Efficient estimation and data fusion under general semiparametric restrictions on outcome mean functions
Harrison H. Li
TL;DR
The paper develops a general semiparametric efficiency framework for estimating causal estimands under restrictions on the outcome mean function $m(r)=\mathbb{E}[Y\mid R=r]$, enabling efficient data fusion of an RCT with observational data. By introducing the outcome-mean tangent space $\mathcal{S}_{\mathcal{M}}$ and its orthogonal complement, it provides a three-step method to obtain the efficient influence function and hence the efficiency bound, and it constructs cross-fit one-step estimators that achieve this bound under suitable regularity. It derives explicit EIFs and efficient estimators for data-fusion settings with outcome-mediated selection bias ($\mathcal{M}_5$) and linear confounding bias ($\mathcal{M}_4$), and demonstrates substantial finite-sample gains through simulations and a Tennessee STAR data example.
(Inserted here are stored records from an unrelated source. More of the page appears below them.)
PR #1519, opened 2026-08-11
template: multichain support for TransferOwners and TransferL2PAOFromL1

Wazabie:
`TransferOwners` and `TransferL2PAOFromL1` previously required one chain per task. This PR adds multi-chain support (all transferred to the same new owner) in one task/transaction.

Use case: the Metal/Mode/Zora/Dust handover to Conduit ([#1521](https://github.com/ethereum-optimism/superchain-ops/pull/1521)) can be done in two bundled tasks (L1 and L2 transfers) per network instead of 16 single-chain ones.

Examples and tests:

* eth/047 + eth/048 (mainnet) and sep/042 + sep/043 (sepolia); Dust is not in the superchain-registry, so its addresses come from a fallback `addresses.json`
* The L2PAO regression tests stack the tasks in production order: the L1 ownership task executes first and the L2PAO task is built on the resulting state. The fixtures pin `ProxyAdminOwner` in `[addresses]`, same as the production tasks: after the L1 task, the registry resolves the owner to the new Safe, but the deposits must still be sent by the previous L1PAO.
* 048/043 keep their `stateOverrides` only so `simulate-all-templates` can simulate them standalone; in the stacked tests, and in production, the L1 task has already executed and the overrides are a no-op.


test/tasks/example/eth/048-transfer-l2pao-multichain/config.toml
```diff
@@ -0,0 +1,35 @@
...
+fallbackAddressesJsonPath = "test/tasks/example/eth/048-transfer-l2pao-multichain/addresses.json"
+templateName = "TransferL2PAOFromL1"
+
+# The new owner address to alias: the operator's designated mainnet Safe.
+newOwnerToAlias = "0x4a4962275DF8C60a80d3a25faEc5AA7De116A746"
+
+[stateOverrides]
+# Set the current L1PAO of each chain to the new owner. The TransferL2PAOFromL1 template
+# assumes all L1 ownership transfers have already been completed.
+# Mode ProxyAdmin
```
mds1: Shouldn't the overrides not be needed since the tasks are stacked? You'll probably have to change the regression test so that it stacks the two tasks, but that seems preferable because that's exactly what we're going to do in production and makes the test better reflect reality

Wazabie:
Overrides removed. The fix declares `DEPENDS_ON` in `.env` and ci (simulate-all-templates and the regression tests) simulates 48 stacked on 047 (and 43 stacked on 42). `FETCH_TASKS_ONLY` is used as a new filter in `fetch-tasks.sh`

Ethnical (approved):
LGTM!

The framework unifies many existing data-fusion approaches under a single theory and offers practical guidance for leveraging auxiliary observational data to sharpen causal inference, with clear conditions under which efficiency gains are expected or limited.
Abstract
We provide a novel characterization of semiparametric efficiency in a generic supervised learning setting where the outcome mean function -- defined as the conditional expectation of the outcome of interest given the other observed variables -- is restricted to lie in some known semiparametric function class. The primary motivation is causal inference where a researcher running a randomized controlled trial often has access to an auxiliary observational dataset that is confounded or otherwise biased for estimating causal effects. Prior work has imposed various bespoke assumptions on this bias in an attempt to improve precision via data fusion. We show how many of these assumptions can be formulated as restrictions on the outcome mean function in the concatenation of the experimental and observational datasets. Then our theory provides a unified framework to maximally leverage such restrictions for precision gain by constructing efficient estimators in all of these settings as well as in a wide range of others that future investigators might be interested in. For example, when the observational dataset is subject to outcome-mediated selection bias, we show our novel efficient estimator dominates an existing control variate approach both asymptotically and in numerical studies.